§ **ASSIGNMENT**: Although the data below holds other lines too, output only those from the line with "# Better UX for expired delegations" up to and including the line with "- Only show", exactly as they appear.

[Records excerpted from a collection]
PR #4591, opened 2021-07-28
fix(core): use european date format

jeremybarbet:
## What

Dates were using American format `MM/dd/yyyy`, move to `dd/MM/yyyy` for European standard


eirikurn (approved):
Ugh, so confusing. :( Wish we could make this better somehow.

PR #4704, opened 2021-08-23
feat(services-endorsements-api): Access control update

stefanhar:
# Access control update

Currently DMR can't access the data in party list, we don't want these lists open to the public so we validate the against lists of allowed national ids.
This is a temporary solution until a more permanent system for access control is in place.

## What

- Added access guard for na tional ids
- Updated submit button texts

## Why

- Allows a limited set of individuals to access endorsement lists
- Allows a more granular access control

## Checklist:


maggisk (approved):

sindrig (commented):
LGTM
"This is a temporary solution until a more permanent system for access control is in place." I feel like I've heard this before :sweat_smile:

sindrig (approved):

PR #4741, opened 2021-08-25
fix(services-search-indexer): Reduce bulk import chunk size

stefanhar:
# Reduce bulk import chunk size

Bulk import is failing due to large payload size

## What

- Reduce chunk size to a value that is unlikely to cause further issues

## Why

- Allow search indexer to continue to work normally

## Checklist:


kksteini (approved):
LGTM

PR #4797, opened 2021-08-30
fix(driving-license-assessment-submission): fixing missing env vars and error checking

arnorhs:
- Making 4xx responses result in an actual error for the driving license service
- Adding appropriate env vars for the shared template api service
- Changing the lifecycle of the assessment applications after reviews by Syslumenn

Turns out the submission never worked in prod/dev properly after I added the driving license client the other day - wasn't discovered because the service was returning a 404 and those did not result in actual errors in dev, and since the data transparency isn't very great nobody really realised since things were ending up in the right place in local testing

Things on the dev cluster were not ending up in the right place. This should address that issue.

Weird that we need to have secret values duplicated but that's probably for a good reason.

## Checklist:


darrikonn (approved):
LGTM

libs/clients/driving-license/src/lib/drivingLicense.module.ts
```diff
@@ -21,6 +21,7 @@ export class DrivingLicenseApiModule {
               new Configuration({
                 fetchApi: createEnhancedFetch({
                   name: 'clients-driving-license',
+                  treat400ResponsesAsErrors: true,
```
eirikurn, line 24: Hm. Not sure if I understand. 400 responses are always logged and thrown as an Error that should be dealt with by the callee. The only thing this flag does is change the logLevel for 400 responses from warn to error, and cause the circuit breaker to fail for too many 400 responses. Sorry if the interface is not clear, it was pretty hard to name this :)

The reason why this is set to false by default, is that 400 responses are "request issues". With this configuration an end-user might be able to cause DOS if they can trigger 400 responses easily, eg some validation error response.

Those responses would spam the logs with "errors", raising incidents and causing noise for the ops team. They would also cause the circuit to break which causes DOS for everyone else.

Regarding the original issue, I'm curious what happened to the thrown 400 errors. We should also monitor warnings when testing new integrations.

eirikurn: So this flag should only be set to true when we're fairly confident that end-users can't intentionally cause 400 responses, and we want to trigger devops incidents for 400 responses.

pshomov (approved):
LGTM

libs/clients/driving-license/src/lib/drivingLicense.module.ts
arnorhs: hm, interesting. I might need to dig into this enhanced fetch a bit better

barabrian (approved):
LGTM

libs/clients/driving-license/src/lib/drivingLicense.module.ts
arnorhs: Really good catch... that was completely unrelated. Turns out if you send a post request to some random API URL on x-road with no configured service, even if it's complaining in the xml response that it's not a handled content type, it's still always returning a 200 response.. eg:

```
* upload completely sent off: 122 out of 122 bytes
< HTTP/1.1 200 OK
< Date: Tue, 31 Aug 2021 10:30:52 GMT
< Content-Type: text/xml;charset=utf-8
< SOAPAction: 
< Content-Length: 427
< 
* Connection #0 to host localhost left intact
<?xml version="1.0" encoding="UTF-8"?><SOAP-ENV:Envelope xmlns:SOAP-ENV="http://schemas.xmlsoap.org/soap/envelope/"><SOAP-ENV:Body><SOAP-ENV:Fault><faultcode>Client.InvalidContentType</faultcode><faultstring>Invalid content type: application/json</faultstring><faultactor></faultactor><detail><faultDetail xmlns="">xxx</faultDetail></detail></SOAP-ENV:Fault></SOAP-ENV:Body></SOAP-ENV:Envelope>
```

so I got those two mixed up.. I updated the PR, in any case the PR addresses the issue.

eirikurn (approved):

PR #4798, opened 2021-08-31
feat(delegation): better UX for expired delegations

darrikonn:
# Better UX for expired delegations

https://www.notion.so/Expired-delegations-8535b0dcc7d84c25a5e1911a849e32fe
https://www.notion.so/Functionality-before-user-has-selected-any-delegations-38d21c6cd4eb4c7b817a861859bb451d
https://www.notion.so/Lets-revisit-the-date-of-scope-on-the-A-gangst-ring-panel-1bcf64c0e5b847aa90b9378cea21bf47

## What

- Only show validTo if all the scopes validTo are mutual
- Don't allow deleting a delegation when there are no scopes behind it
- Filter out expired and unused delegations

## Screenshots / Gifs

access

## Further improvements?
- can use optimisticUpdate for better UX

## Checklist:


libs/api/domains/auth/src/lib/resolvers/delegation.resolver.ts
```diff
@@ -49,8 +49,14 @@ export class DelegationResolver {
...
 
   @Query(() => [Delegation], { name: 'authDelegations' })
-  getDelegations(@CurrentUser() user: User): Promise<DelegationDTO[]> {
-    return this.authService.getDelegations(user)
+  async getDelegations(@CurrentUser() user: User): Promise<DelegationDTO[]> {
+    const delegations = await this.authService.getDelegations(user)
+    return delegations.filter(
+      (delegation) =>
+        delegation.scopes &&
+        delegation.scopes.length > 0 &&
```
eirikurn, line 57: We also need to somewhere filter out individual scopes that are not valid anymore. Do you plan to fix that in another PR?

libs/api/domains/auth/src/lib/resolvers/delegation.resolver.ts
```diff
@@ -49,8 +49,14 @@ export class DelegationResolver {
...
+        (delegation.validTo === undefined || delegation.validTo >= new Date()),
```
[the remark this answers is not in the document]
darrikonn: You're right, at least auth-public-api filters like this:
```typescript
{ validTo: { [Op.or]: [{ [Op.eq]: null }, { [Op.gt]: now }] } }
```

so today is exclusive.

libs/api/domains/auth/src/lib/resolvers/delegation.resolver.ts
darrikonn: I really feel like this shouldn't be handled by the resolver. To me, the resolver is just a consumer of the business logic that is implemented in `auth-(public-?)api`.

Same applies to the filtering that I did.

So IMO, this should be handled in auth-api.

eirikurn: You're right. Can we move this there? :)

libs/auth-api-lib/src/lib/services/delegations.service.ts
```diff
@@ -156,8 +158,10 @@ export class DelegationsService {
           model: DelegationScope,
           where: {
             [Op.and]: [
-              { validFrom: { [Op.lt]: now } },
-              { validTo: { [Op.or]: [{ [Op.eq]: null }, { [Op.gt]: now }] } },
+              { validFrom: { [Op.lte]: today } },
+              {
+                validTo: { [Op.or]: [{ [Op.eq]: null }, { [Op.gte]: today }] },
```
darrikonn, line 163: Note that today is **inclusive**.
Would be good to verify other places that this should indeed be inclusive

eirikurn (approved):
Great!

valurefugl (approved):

...

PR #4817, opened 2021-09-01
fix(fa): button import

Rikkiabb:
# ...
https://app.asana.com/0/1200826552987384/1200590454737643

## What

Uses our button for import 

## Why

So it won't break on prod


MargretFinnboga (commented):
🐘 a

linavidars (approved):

...

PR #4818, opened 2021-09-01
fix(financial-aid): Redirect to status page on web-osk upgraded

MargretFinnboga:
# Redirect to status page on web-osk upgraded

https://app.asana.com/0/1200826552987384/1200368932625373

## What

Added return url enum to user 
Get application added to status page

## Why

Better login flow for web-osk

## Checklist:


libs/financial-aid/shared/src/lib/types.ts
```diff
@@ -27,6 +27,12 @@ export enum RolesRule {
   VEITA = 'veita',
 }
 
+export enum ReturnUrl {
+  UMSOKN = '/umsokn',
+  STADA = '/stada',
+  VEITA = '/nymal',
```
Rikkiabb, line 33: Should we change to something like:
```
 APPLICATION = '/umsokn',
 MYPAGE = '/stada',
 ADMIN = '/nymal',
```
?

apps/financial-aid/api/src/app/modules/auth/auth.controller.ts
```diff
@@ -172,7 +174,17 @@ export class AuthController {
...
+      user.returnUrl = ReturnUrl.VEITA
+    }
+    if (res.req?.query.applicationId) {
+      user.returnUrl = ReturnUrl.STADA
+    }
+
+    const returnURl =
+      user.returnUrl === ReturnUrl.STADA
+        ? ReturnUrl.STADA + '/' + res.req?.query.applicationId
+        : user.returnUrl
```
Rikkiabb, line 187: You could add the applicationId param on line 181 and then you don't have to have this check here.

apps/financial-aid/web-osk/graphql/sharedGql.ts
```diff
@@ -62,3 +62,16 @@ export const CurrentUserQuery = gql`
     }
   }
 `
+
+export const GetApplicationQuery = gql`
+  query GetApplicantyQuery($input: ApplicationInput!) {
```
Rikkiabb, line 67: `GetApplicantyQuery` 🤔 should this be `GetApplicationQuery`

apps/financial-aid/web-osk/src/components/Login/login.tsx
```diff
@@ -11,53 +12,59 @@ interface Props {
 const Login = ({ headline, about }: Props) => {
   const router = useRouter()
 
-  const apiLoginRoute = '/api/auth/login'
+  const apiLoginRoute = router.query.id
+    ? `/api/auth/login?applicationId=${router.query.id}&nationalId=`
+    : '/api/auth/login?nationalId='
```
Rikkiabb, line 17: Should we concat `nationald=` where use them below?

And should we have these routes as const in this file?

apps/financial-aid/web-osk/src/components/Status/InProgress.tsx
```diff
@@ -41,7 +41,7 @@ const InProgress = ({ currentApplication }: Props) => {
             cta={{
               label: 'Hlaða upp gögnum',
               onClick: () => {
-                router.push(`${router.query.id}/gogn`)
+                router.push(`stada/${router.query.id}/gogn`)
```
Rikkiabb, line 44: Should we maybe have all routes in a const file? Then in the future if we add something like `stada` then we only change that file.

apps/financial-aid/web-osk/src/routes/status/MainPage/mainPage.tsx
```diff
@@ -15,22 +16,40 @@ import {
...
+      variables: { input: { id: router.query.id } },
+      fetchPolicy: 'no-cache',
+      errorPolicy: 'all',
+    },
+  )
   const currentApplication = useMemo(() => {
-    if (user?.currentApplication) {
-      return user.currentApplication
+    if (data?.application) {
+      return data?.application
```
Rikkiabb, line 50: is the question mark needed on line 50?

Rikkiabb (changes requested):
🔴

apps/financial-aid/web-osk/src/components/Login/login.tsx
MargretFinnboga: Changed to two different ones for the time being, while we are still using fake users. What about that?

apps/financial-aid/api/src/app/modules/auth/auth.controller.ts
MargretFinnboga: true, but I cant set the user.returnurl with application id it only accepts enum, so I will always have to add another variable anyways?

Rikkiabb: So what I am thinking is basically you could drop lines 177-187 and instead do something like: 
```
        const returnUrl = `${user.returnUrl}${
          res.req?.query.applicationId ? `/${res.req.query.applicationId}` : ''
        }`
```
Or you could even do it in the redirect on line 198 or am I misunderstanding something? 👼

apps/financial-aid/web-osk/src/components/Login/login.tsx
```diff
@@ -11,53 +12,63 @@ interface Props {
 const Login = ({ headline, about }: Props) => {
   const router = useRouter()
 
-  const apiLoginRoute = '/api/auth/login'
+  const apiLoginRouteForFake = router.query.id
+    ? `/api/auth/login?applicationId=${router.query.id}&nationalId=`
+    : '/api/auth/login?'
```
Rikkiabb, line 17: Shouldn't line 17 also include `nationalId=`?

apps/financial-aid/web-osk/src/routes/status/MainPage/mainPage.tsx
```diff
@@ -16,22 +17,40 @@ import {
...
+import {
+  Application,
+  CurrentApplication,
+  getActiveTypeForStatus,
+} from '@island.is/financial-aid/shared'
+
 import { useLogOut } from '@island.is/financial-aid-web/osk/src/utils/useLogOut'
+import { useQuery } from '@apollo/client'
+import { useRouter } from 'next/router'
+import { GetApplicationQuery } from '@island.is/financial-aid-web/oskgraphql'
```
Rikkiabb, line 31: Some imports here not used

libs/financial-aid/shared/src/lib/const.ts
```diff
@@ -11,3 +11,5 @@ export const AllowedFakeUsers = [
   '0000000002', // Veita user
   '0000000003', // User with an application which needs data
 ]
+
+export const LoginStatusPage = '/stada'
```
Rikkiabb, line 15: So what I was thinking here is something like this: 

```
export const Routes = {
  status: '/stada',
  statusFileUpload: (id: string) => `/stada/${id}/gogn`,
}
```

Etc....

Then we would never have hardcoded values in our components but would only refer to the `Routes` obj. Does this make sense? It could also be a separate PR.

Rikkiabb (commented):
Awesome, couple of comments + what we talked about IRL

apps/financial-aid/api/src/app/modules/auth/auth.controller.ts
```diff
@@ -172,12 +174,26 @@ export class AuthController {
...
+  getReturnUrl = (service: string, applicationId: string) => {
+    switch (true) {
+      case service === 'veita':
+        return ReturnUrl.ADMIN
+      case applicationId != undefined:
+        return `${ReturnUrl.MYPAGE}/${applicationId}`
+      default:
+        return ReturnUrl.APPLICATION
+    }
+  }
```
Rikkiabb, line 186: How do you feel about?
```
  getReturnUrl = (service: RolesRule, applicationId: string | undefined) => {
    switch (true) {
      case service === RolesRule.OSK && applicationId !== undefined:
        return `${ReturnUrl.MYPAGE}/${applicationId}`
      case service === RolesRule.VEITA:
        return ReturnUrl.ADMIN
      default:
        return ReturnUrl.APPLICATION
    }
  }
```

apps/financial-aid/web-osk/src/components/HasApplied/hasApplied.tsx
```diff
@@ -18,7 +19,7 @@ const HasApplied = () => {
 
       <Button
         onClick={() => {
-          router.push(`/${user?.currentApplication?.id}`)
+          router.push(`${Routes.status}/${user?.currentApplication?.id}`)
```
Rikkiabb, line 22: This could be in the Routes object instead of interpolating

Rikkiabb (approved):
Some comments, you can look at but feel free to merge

§ **PROBLEM SOLUTION**:
# Better UX for expired delegations

https://www.notion.so/Expired-delegations-8535b0dcc7d84c25a5e1911a849e32fe
https://www.notion.so/Functionality-before-user-has-selected-any-delegations-38d21c6cd4eb4c7b817a861859bb451d
https://www.notion.so/Lets-revisit-the-date-of-scope-on-the-A-gangst-ring-panel-1bcf64c0e5b847aa90b9378cea21bf47

## What

- Only show validTo if all the scopes validTo are mutual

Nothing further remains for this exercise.